I would do a quick inspection for the obvious first. Is your power steering fluid low or leaking? Have someone move the wheel from lock to lock with you head under the hood to listen where the sound is coming from (unless it only occurs when moving...which would not be too safe ;-).
Also, inspect all 4 cv joint boots? If it is more of a popping sound you may have a bad joint.


----------



## burhangondal (Apr 1, 2008)

its normal....i mean its not but it is for 16 years old car....u can fix it by changing the new seals on power steering high pressure lines where they fit the power steering gear box right behind the engine u will see wen u look there...u will see 3 small lines going to it.....u change them and ur problem will be gone....and ya while engine running turn ur steering all the way either to the right and left for like 5 secs and then see under the car if ur power steering is leaking if it is then U HAVE TO CHANGE THOSE SEALS if not then u r gud and can change those seals later which r gonna crack sooner or later


----------



## HuPeRcHiLd (Oct 13, 2007)

Thanks for your help!

How difficult is it to change those seals?
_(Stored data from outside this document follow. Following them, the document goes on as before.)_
PR #26, opened 2015-04-25
gtk-play: add media information window 

codomania:
Version 1.0:

* add media information window
* update the player title to stream title

### DIFF
--- a/configure.ac
+++ b/configure.ac
@@ -53,7 +53,7 @@ AC_SUBST(LT_AGE)
 PKG_PROG_PKG_CONFIG
 
 PKG_CHECK_MODULES(GLIB, [glib-2.0 gobject-2.0])
-PKG_CHECK_MODULES(GSTREAMER, [gstreamer-1.0 >= 1.4 gstreamer-video-1.0 >= 1.4 gstreamer-tag-1.0 >= 1.4])
+PKG_CHECK_MODULES(GSTREAMER, [gstreamer-1.0 >= 1.4 gstreamer-video-1.0 >= 1.4 gstreamer-tag-1.0 >= 1.4 gstreamer-pbutils-1.0 >= 1.4])
 
 GLIB_PREFIX="`$PKG_CONFIG --variable=prefix glib-2.0`"
 AC_SUBST(GLIB_PREFIX)
--- a/docs/lib/gst-player-sections.txt
+++ b/docs/lib/gst-player-sections.txt
@@ -87,6 +87,7 @@ gst_player_media_info_get_stream_list
 gst_player_stream_info_get_index
 gst_player_stream_info_get_caps
 gst_player_stream_info_get_tags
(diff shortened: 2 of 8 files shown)


sdroege:
Looks good, but it crashes for me on every video I tried. Backtrace here: https://gist.github.com/sdroege/a2d75d5859466e0416f0
Note the type and label in stack frame 6. I didn't look closer yet

sdroege:
On audio-only files it seems to work without crashes, but there are many g_criticals() when closing it

codomania:
Will take a look thanks. I tried couple of video and it worked for me. Does
those video work okay with gst-play?

codomania:
There was one case which could cause failure, please try the above patch and let me know if it works for you ? I tried some media from http://samplemedia.linaro.org/H264/ and they seem to work okay (with assertion or fault) .

sdroege:
Works, thanks :) I'll merge it in a bit.

If there is no codec tag, you could use gst_pb_utils_get_codec_description() on the caps. Also there's GST_TAG_CONTAINER_FORMAT, GST_TAG_AUDIO_CODEC, GST_TAG_VIDEO_CODEC, GST_TAG_SUBTITLE_CODEC. Maybe we should have some char* codec (and container format) description in GstPlayerMediaInfo / GstPlayerStreamInfo instead of letting the app do that?

codomania:
Let me add api in player to get title, codec etc info then will use those
in player. Drop this patch for now.

sdroege:
Ok. Also note that you can just update pull requests, you don't have to create new ones.

For that just push new commits to the branch you used to create the pull request. Also feel free to squash together, reorder, drop commits as needed (i.e. push --force the changes after rebase, etc).

codomania:
okay regarding making transfer none. I was thinking to do that but one question came to mind. if media has more than one stream, is it possible to have different title name for each track ?

sdroege:
Yes

codomania:
so if we have more than one title in the stream, which title should we return from gst_player_media_info_get_title () ?  For now my approach was simple, I just return the title from from first available stream.

sdroege:
For tags we should also handle the TAG message, and in there we can get told if the taglist is of global scope or not. These tags are the ones that should go into the GstPlayerMediaInfo.

For the title, you could probably do some heuristic there. If it's not in the GstPlayerMediaInfo tags, you get the one from the first video stream you find that has a title, and if no video from the first audio stream.


Maybe split the title part from the codec name part. It's a completely different story :)

codomania:
yes make sense :) lets handle title in different commit.

codomania:
updated with your review feedback.

codomania:
okay let me update the API name .. and fix typo

codomania:
updated the patch.

sdroege:
Thanks, merged :)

Is it something that an average home repair person can do? I consider myself average, but to a mechanic I might be considered below average. Are the seals a unique part or can they be obtained at any parts store? Are they expensive?

Thanks again.


----------



## binford123 (Dec 21, 2008)

*Noisey Pump*

Any air that gets into the system gets pounded and makes noise. My problem was tighting the intake to the pump itself. It was sucking in air bubbles. I bet that will fix your problem.


----------



## HuPeRcHiLd (Oct 13, 2007)

Can you tell me where the pump is actually located? The Maxima isn't at home right now and I can't check.


----------



## binford123 (Dec 21, 2008)

*Pump location*

Follow the power steering fluid hoses. You will find it takes you to the bottom of the engine in unreachable places. If you can tighten the hose your in luck. I took mine out to replace it and realized the hose really needs replacing or I just tightened it. What a nice quiet car now.


----------